La decisión fue adoptada por 82 votos a favor, 12 en contra y ninguna abstención; luego de lo cual fue exonerado de la segunda votación. 
La derogatoria de los decretos, que fue respaldada por el Poder Ejecutivo, era una demanda de los nativos para dar viabilidad al diálogo con el Poder Ejecutivo. 
Los parlamentarios de Unidad Nacional votaron en contra de la disposición legal, tal como lo habían anunciado durante el debate. 

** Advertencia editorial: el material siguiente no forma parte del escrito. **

PR #15981, opened 2019-08-23
Disable test coverage of C++ codebase on CI 

stu1130:
## Description ##
Related to #15971
### Root Cause
When linker link the object files, it uses relative addressing method. The error happens when the project is too large for linker to link the target objects using relative addressing with 32-bit address.
### Things we have tried
1. add -fPIC flag to make sure the shared library can be loaded at any address in memory. It end up with the same error message.
2. add -mcmodel=large. GCC default use -mcmodel=small where the program and symbols must be linked within 2 GB which is 32 bit address space. When it is set to large, there is no 2GB limitation. Unfortunately, all the code MXNet statically link including MKLDNN will need to build this way. It also ended up with same failure. So it leaded to our final solution.
3. Removing the test_coverage flag which injects monitoring code every if else branch, while loop, etc.It dramatically increase the size of libmxnet.a with test coverage. After removing the test coverage flag, it passed the Clang MKLDNN CI job.

After discussion with @marcoabreu, we agreed to disable C++ backend test coverage monitoring, which will also boost the CI.

### Essentials ###
Please feel free to remove inapplicable items for your PR.
- [x] The PR title starts with [MXNET-$JIRA_ID], where $JIRA_ID refers to the relevant [JIRA issue](https://issues.apache.org/jira/projects/MXNET/issues) created (except PRs with tiny changes)
- [x] Changes are complete (i.e. I finished coding on this PR)
- [x] All changes have test coverage:
- Unit tests are added for small changes to verify correctness (e.g. adding a new operator)
- Nightly tests are added for complicated/long-running ones (e.g. changing distributed kvstore)
- Build tests will be added for build configuration changes (e.g. adding a new build option with NCCL)
- [x] Code is well-documented: 
- For user-facing API changes, API doc string has been updated. 
- For new C++ functions in header files, their functionalities and arguments are documented. 
- For new examples, README.md is added to explain the what the example does, the source of the dataset, expected performance on test set and reference to the original paper if applicable
- Check the API doc at http://mxnet-ci-doc.s3-accelerate.dualstack.amazonaws.com/PR-$PR_ID/$BUILD_ID/index.html
- [x] To the my best knowledge, examples are either not affected by this change, or have been fixed to be compatible with this change

## Comments ##
@marcoabreu could you help check if some runtime functions are missing or some functions should not disable? Thanks

PR #17889, opened 2020-03-23
Re-enable coverage on CI for GCC CPU builds

leezu:
As title. Previously https://github.com/apache/incubator-mxnet/pull/15981/ disabled all code coverage builds due to library size limitations on some builds. Let's try to enable code coverage again on the builds not limited by size.

### DIFF
--- a/CMakeLists.txt
+++ b/CMakeLists.txt
@@ -68,7 +68,7 @@ option(INSTALL_EXAMPLES "Install the example source files." OFF)
 option(USE_SIGNAL_HANDLER "Print stack traces on segfaults." ON)
 option(USE_TENSORRT "Enable inference optimization with TensorRT." OFF)
 option(USE_ASAN "Enable Clang/GCC ASAN sanitizers." OFF)
-option(ENABLE_TESTCOVERAGE "Enable compilation with test coverage metric output" OFF)
+cmake_dependent_option(ENABLE_TESTCOVERAGE "Enable compilation with test coverage metric output" OFF "NOT MSVC" OFF)
 option(USE_INT64_TENSOR_SIZE "Use int64_t to represent the total number of elements in a tensor" OFF)
 option(BUILD_CYTHON_MODULES "Build cython modules." OFF)
 option(LOG_FATAL_THROW "Log exceptions but do not abort" ON)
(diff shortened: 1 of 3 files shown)


leezu:

leezu:

leezu:

leezu:
@marcoabreu would it make sense to add a coverage check to the status checks listed by Github? Currently we only list CI success / failure. Is there any reason for not adding it earlier (prior to coverage having been disabled)

marcoabreu:
Coverage is not stable due to the excessive use of random data. Our tests do not cover the same paths every single time. Unless tests are expanded to have a consistent coverage, we can't enable it.

leezu:
Thanks for explaining the reasoning. We can enable it, without marking it as required.
This will expose the problem and make it easier to fix it.

marcoabreu:
We could do that, but imo, something even worse than no data is bad data. People will start discarding the results and it will confuse users. 

I'd rather recommend to silently record the results and then take the time to write a script which outputs the lines with inconsistent coverage. Then, create tasks as follow-up. Once coverage is consistent, enable publishing

leezu:
Was there any prior effort on reducing the coverage variance during the past years? I think data was collected silently until a few months ago?

We can at least ensure that any newly introduced code has sufficient code coverage and does not suffer from the variances you describe. Providing test coverage data in PRs, separately listing the coverage data of newly added lines, seems still helpful.

marcoabreu:
No, no activities were done besides activating silent collection. 

The problem with newly added lines is that you can not make that distinction in an automatic Fashion. The new code might be hit by existing tests based on random data with flaky paths. Also, the system is not able to distinguish new hits and existing hits due to them constantly switching. If the coverage would be consistent, then we could enable exactly that Delta.

leezu:
Given that's it may take significant effort and no effort was spent yet, I don't think it's realistic to expect existing test cases would be rewritten soon. Thus if we take this as a blocker to exposing test coverage, we may never expose it.

If new lines of code are covered by existing test cases, that's still valuable information. We can thereby avoid introducing any completely untested lines of code into the codebase.

marcoabreu:
Sure, please feel free to make a poc once publishing is enabled again and then we can evaluate if the data is helpful or not. Generally I'm a big fan of test coverage diff

szha:
@leezu just shared with me the coverage data on codecov: https://codecov.io/gh/apache/incubator-mxnet/branch/master. The coverage looks stable and I think the info should be useful. If we see actual randomness in coverage, then we can start asking people to fix the tests that are causing them. @marcoabreu what do you think?

marcoabreu:
Actually the coverage is not stable at all. Look at this example report https://codecov.io/gh/apache/incubator-mxnet/pull/17905/changes which is based on #17905. The PR adds one new operator, but 132 files have coverage changes with a reported line changes in a four digit space. 

That example is not ideal, but I couldn't find a recent PR which had a successful CI run and was a NO-OP. Maybe just create a few empty PRs, make the CI runs succeed and then you will have a few clear reports which show you exactly which lines are not stable.

Generally we can only consider the coverage report stable if that page reports 0 changes for runs which do not change anything. Otherwise, these numbers are misleading and will confuse the PR authors if we enable the publishing.

image

marcoabreu:
You have to take into account that additionally to randomness in our tests, a stable coverage report requires that the base commit (in the master branch) actually had a successful run. Otherwise, the report is based on partial data.

So I'd say there are two or three action items:

1. Introduce tests for flaky lines
2. Add a retry mechanism for failed CI runs on the master branch
3. Stabilize CI runs to "never". This goal is reached when the master branch CI run rate is close to 100% successful.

Tras la decisión del pleno del Congreso, representantes de las comunidades nativas expresaron con gestos de júbilo la decisión y adelantaron que coordinarán el levantamiento de las medidas de fuerza. 
El congresista aprista José Vargas, en su calidad de titular de la Comisión de Constitución, presentó el texto sustitutorio de la ley que deroga estas normas, con base en las iniciativas que al respecto presentaron el Poder Ejecutivo y algunas bancadas políticas.  *Debate* 
Durante el debate, la bancada de Unidad Nacional indicó que votaría en contra de la fórmula legal por la cual se establece la derogatoria expresa de los Decretos Legislativos 1090 y 1064, según informó el congresista Javier Bedoya de Vivanco. 
El parlamentario formuló estas apreciaciones durante su intervención ante el pleno del Congreso al analizar la derogación de las referidas normas, las mismas que han sido cuestionadas por las comunidades nativas de la amazonía.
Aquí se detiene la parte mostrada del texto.